### EXERCISE OBJECTIVE
Select and reproduce each line of the listing below that bears the string "then".

*** Opening of DATA EXCERPTS ***

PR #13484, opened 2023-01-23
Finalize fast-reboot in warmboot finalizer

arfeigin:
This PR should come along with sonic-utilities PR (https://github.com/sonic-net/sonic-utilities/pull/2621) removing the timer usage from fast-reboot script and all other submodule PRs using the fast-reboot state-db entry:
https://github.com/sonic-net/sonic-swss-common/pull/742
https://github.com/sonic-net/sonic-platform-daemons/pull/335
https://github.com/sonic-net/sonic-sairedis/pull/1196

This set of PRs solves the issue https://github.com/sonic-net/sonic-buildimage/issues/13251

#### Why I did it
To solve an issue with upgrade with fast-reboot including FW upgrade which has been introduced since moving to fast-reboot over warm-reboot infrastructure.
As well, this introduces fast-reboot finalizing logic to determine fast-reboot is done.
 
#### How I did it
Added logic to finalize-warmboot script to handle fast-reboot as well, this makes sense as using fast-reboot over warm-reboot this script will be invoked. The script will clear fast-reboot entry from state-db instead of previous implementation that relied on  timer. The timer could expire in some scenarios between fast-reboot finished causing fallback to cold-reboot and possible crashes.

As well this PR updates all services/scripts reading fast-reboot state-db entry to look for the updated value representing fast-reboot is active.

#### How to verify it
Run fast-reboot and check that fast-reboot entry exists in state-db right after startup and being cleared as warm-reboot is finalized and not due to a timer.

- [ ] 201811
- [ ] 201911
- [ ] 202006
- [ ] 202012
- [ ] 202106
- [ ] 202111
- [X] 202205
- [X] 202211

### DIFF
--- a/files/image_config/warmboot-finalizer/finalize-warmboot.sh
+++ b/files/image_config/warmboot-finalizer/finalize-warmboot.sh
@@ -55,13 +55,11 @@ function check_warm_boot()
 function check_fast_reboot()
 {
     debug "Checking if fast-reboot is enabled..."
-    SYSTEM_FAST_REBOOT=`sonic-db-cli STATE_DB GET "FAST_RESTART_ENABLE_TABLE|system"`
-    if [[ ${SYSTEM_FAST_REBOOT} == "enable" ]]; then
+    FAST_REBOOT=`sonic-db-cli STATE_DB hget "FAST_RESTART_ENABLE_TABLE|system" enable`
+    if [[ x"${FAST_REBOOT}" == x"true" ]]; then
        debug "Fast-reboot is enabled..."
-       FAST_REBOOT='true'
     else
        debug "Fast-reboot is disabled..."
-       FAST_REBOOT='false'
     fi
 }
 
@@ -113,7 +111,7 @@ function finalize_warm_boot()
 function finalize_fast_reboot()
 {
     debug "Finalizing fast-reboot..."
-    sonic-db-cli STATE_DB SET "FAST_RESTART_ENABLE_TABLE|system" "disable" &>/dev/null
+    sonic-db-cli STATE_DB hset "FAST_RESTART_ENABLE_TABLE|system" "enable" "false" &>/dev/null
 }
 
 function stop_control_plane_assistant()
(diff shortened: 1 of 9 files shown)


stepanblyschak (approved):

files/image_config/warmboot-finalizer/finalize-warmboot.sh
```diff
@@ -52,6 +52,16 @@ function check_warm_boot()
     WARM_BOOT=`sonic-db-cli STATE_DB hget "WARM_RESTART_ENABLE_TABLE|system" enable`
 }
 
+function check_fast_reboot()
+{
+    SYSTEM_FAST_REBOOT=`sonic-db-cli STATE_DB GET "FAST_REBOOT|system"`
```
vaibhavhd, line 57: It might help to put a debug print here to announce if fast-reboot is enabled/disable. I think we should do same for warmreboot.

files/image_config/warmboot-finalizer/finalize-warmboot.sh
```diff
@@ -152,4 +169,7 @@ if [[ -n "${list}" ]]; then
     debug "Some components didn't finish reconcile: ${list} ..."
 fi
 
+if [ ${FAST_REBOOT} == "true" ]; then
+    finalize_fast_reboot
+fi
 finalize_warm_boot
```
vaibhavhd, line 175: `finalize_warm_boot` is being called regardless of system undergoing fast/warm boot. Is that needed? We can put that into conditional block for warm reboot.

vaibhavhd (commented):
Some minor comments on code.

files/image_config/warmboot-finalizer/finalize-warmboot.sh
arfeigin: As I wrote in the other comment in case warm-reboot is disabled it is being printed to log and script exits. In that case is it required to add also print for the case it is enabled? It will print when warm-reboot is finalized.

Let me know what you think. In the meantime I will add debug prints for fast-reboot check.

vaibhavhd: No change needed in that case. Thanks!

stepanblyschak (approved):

*** Close of DATA EXCERPTS ***

### EXERCISE SOLUTION
-    if [[ ${SYSTEM_FAST_REBOOT} == "enable" ]]; then
+    if [[ x"${FAST_REBOOT}" == x"true" ]]; then
@@ -152,4 +169,7 @@ if [[ -n "${list}" ]]; then
+if [ ${FAST_REBOOT} == "true" ]; then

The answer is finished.